Any combination of the explained text would work for this query:

`(usa united u united) (is states s states) (wealthy a of) america`

* `usa is wealthy america`
* `u is of america`
* `usa states of america`

What a mess!

The way to avoid it is to use simple contract where possible to inject a single term that represents all synonyms and to use the same synonym token filter at query time:

In [28]:
settings = {
  "settings": {
    "analysis": {
      "filter": {
        "my_synonym_filter": {
          "type": "synonym",
          "synonyms": [
            "united states,u s a,united states of america=>usa"
          ]
        }
      },
      "analyzer": {
        "my_synonyms": {
          "tokenizer": "standard",
          "filter": [
            "lowercase",
            "my_synonym_filter"
          ]
        }
      }
    }
  }
}
index.create_my_index(body=settings)

In [29]:
# test it now
text = "The United States is wealthy" 
analyzed_text = [[x['position'],x['token']] for x in es.indices.analyze\
                 (index='my_index', analyzer='my_synonyms', text=text)['tokens']]
for item in analyzed_text:
    print('Pos {}: ({})'.format(item[0],item[1]))

Pos 0: (the)
Pos 1: (usa)
Pos 2: (is)
Pos 3: (wealthy)


In [30]:
# And now validate the query again:
body = {
  "query": {
    "match_phrase": {
      "text": {
        "query": "usa is wealthy",
        "analyzer": "my_synonyms"
      }
    }
  }
}
es.indices.validate_query(index='my_index', body=body, explain=1)
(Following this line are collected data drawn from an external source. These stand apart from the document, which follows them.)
PR #4863, opened 2021-06-01
Fix drag surface

alschmiedt:
## The basics

- [x] I branched from develop

### Proposed Changes
- Returns a copy of the coordinate in block drag surface
- Runs clan format on the block drag surface.


core/block_drag_surface.js
```diff
@@ -229,7 +229,7 @@ Blockly.BlockDragSurfaceSvg.prototype.getCurrentBlock = function() {
  * @return {!Blockly.utils.Coordinate} The amount the workspace has been moved.
```
maribethb, line 232: I would add a comment that you're returning a copy on purpose so someone doesn't try to come "fix" it like I did haha

maribethb (approved):

core/block_drag_surface.js
alschmiedt: Done.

{'_shards': {'failed': 0, 'successful': 1, 'total': 1},
 'explanations': [{'explanation': 'text:"usa is wealthy"',
   'index': 'my_index',
   'valid': True}],
 'valid': True}

#### Symbol Synonyms

I am thrilled to be at work on Sunday.
I am thrilled to be at work on Sunday :(

The second string would have the emoticon stripped out.
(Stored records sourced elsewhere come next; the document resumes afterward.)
PR #4873, opened 2021-06-04
Remove row healing for block deletion #4832

### LINKED ISSUE #4832: Context menu Delete X blocks preview does not match behavior
**Describe the bug**

When you open up the context menu and select the "Delete X blocks" option, X blocks may not actually be deleted, because the stack is healed.
delete-blocks

**To Reproduce**

1. Load the following XML into the playground:
```
  <variables>
    <variable>test</variable>
  </variables>
  <block type="variables_set">
    <field name="VAR">test</field>
    <value name="VALUE">
      <block type="text_join">
        <value name="ADD0">
          <block type="text">
            <field name="TEXT"></field>
          </block>
        </value>
      </block>
    </value>
  </block>
</xml>
```
2) Right click on the middle block and select "Delete 2 Blocks"
3) Observe how only one block is deleted due to healing the stack.

**Expected behavior**

Either both blocks should be deleted, or the context menu should show the correct preview. I recommend the former, because you should be able to achieve that easily by passing healStack as false to dispose.

**Additional context**

Reported here: https://groups.google.com/g/blockly/c/rRB1IJy_iWo

jschanker:
## The basics

- [X] I branched from develop

### Proposed Changes

Selecting Delete X blocks from the context menu will no longer result in an attempt to heal a row of blocks.  Attempted stack healing will persist.

#### Behavior Before Change

If a row could be healed when selecting a block for deletion from its context menu, it would.  However, the number in the context menu delete message reflected that row healing would not occur.

#### Behavior After Change

Rows are no longer healed, and the number X in Delete X blocks on the context menu now correctly reflects the number of blocks that are actually deleted.

### Reason for Changes

From the discussion in #4832, it was decided that we should continue to try to heal vertical stacks but not rows.

### Test Coverage

Tested locally by creating and connecting blocks where both rows/stacks had the opportunity to be healed and then deleted them to make sure that rows were no longer healed but stacks were.  Should I add tests to https://github.com/google/blockly/blob/master/tests/mocha/contextmenu_items_test.js#L304 ?

### Documentation

No additional documentation required.

### Additional Information

#4832


alschmiedt (commented):
Thanks for the PR!

I think we actually want this logic in [Blockly.deleteBlock](https://github.com/google/blockly/blob/fc6a1be3d982349292b630d2818b3b5509688d5f/core/blockly.js#L215) function and then we can call that from here. This way both [deleting with the keyboard](https://github.com/google/blockly/blob/fc6a1be3d982349292b630d2818b3b5509688d5f/core/shortcut_items.js#L79) and deleting with the context menu works the same way.

alschmiedt (approved):
Lgtm

Thanks!

PR #4884, opened 2021-06-09
Add removeComponent to ComponentManager

moniika:
## The basics

- [x] I branched from develop

### Resolves

n/a

### Proposed Changes

- adds functionality to `ComponentManager` to remove registered components
- adds calls in `dispose` to remove components from `ComponentManager`
- fixes requires
- updates some jsdoc types


core/flyout_base.js
```diff
@@ -321,6 +322,8 @@ Blockly.Flyout.prototype.init = function(targetWorkspace) {
  */
 Blockly.Flyout.prototype.dispose = function() {
   this.hide();
+  this.workspace_.getComponentManager().removeComponent(
+      'flyout' + this.workspace_.id);
```
maribethb, line 326: Since you are creating this id twice, I'd rather it be a property. If anyone ever changes the id when you add the capability there's a decent chance they might forget and break it here (or if someone overrides the corresponding `add` method to change the id, they'd also have to override this just to change the name)

maribethb (approved):

core/component_manager.js
```diff
@@ -70,20 +70,39 @@ Blockly.ComponentManager.prototype.addComponent = function(
...
+ * Removes a component.
+ * @param {string} id The ID of the component to remove.
+ * @template T
+ */
+Blockly.ComponentManager.prototype.removeComponent = function(id) {
+  var component = this.componentData_[id];
+  if (!component) {
+    return;
+  }
+  for (var i = 0, capability; (capability = component.capabilities[i]); i++) {
```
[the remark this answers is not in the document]
moniika: I'll update it because changing it also makes the line shorter.

core/flyout_base.js
moniika: Done.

If we want to handle emoticons, then create a mapping character filter:


In [31]:
settings = {
  "settings": {
    "analysis": {
      "char_filter": {
        "emoticons": {
          "type": "mapping",
          "mappings": [ 
            ":)=>emoticon_happy",
            ":(=>emoticon_sad"
          ]
        }
      },
      "analyzer": {
        "my_emoticons": {
          "char_filter": "emoticons",
          "tokenizer":   "standard",
          "filter":    [ "lowercase" ]
        }
      }
    }
  }
}
index.create_my_index(body=settings)

In [32]:
# test with my_synonyms - let's see what the analyzer does with our => mappings:
text = "I am :) not :(" 
analyzed_text = [[x['position'],x['token']] for x in es.indices.analyze\
                 (index='my_index', analyzer='my_emoticons', text=text)['tokens']]
for item in analyzed_text:
    print('Pos {}: ({})'.format(item[0],item[1]))

Pos 0: (i)
Pos 1: (am)
Pos 2: (emoticon_happy)
Pos 3: (not)
Pos 4: (emoticon_sad)


It is unlikely that anybody would ever search for emoticon_happy, but ensuring that important symbols like emoticons are included in the index can be helpful when doing sentiment analysis. Of course, we could equally have used real words, like happy and sad.